4. Der Antragsteller hat auch keinen Anspruch nach § 86b Abs. 2 S. 2 SGG, die Beigeladene einstweilen zu verpflichten, einen Mehrbedarf für kostenaufwändige Ernährung nach § 30 SGB XII vorläufig zu gewähren. Nach § 86b Abs. 2 S. 2 Sozialgerichtsgesetz (SGG) sind einstweilige Anordnungen zur Regelung eines vorläufigen Zustands in Bezug auf ein streitiges Rechtsverhältnis zulässig, wenn eine solche Regelung zur Abwendung wesentlicher Nachteile nötig erscheint. Anordnungsanspruch und Anordnungsgrund sind glaubhaft zu machen (§ 86b Abs. 2 S. 4 SGG i.V.m. § 114 ZPO). Ein Anordnungsgrund, d.h. die Unzumutbarkeit, bei Abwägung aler betroffenen Interessen die Entscheidung in der Hauptsache abzuwarten, ist nicht glaubhaft gemacht. Zum einen erhält der Antragsteller den Regelbedarf und Leistungen für Unterkunft und Heizung von der Beigeladenen. Zum anderen hat der Antragsteller nicht glaubhaft gemacht, dass und in welchem Umfang ein unabweisbarer Mehrbedarf für kostenaufwändige Ernährung besteht. Eine besondere Dringlichkeit, die ausnahmsweise die Vorwegnahme der Hauptsache ermöglicht, liegt daher derzeit nicht vor.

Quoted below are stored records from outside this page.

Issue #885, opened 2016-03-07
AV in ServiceModel.Channels.RequestChannel+<WaitForPendingRequestsAsync>


KKhurin:
We got an AV (null ref) in WaitForPendingRequestsAsync because _closedTcs == null.
Here is the call stack:
~~~
0:016> !clrstack
OS Thread Id: 0xfd4 (16)
 Call Site
 System.ServiceModel.Channels.RequestChannel+d__19.MoveNext()
 System.Runtime.CompilerServices.AsyncTaskMethodBuilder.Start[[System.ServiceModel.Channels.RequestChannel+d__19, System.Private.ServiceModel]](d__19 ByRef)
 System.ServiceModel.Channels.RequestChannel.WaitForPendingRequestsAsync(System.TimeSpan)
 System.ServiceModel.Channels.HttpChannelFactory`1+HttpClientRequestChannel+d__22[[System.__Canon, mscorlib]].MoveNext()
 System.Runtime.CompilerServices.AsyncTaskMethodBuilder.Start[[System.ServiceModel.Channels.HttpChannelFactory`1+HttpClientRequestChannel+d__22[[System.__Canon, eModel]](d__22 ByRef)
 System.ServiceModel.Channels.HttpChannelFactory`1+HttpClientRequestChannel[[System.__Canon, mscorlib]].OnCloseAsync(System.TimeSpan)
 System.ServiceModel.Channels.CommunicationObject+d__57.MoveNext()
 System.Runtime.CompilerServices.AsyncTaskMethodBuilder.Start[[System.ServiceModel.Channels.CommunicationObject+d__57, System.Private.ServiceModel]](d__57 ByRef)
 System.ServiceModel.Channels.CommunicationObject.System.ServiceModel.IAsyncCommunicationObject.CloseAsync(System.TimeSpan)
 System.ServiceModel.Channels.ServiceChannel+d__145.MoveNext()
 System.Runtime.CompilerServices.AsyncTaskMethodBuilder.Start[[System.ServiceModel.Channels.ServiceChannel+d__145, System.Private.ServiceModel]](d__145 ByRef)
 System.ServiceModel.Channels.ServiceChannel.OnCloseAsync(System.TimeSpan)
 System.ServiceModel.Channels.CommunicationObject+d__57.MoveNext()
[...]

PR #920, opened 2016-03-18
Fix async close race condition in RequestChannel

roncain:
Stress tests revealed a race condition during an async close
of RequestChannel.  A TCS used to signal completion of the close
could become null if the final pending request completed
asynchronously during the close.

Fixes #885

PR #926, opened 2016-03-21
Port to RC2 the fix to the async close issue #885

roncain:
PR #920 fixed issue #885 in master.  This PR cherry-picks
that fix into the RC2 branch.

Original description was:
Stress tests revealed a race condition during an async close
 of RequestChannel. A TCS used to signal completion of the close
 could become null if the final pending request completed
 asynchronously during the close.


iamjasonp:
LGTM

5. Der Hilfsantrag des Antragstellers, die Bescheide vom 20.05.2008 und 09.09.2008 aufzuheben, ist unbegründet. Die Entscheidung bleibt der Hauptsache (S 3 AS 183/08) vorbehalten. Der einstweilige Rechtsschutz darf die Entscheidung in der Hauptsache nicht vorweg nehmen.
Der Antragsteller hat auch keinen Anspruch auf Feststellung, dass "die Zahlungseinstellung zum 01.06.2008 ohne vorherige Abstimmung mit der Beigeladenen" erfolgte. Es bleibt der Entscheidung in der Hauptsache vorbehalten, zu prüfen, ob die Feststellungsklage unzulässig ist, weil bereits im Rahmen einer anhängigen Anfechtungsklage über die Sach- und Rechtsfrage zu entscheiden ist oder ob ein weitergehendes Feststellungsinteresse besteht.
Die Kostenentscheidung folgt aus § 193 SGG analog.
Der Beschluss ist mit der Beschwerde nicht anfechtbar (§ 177 SGG).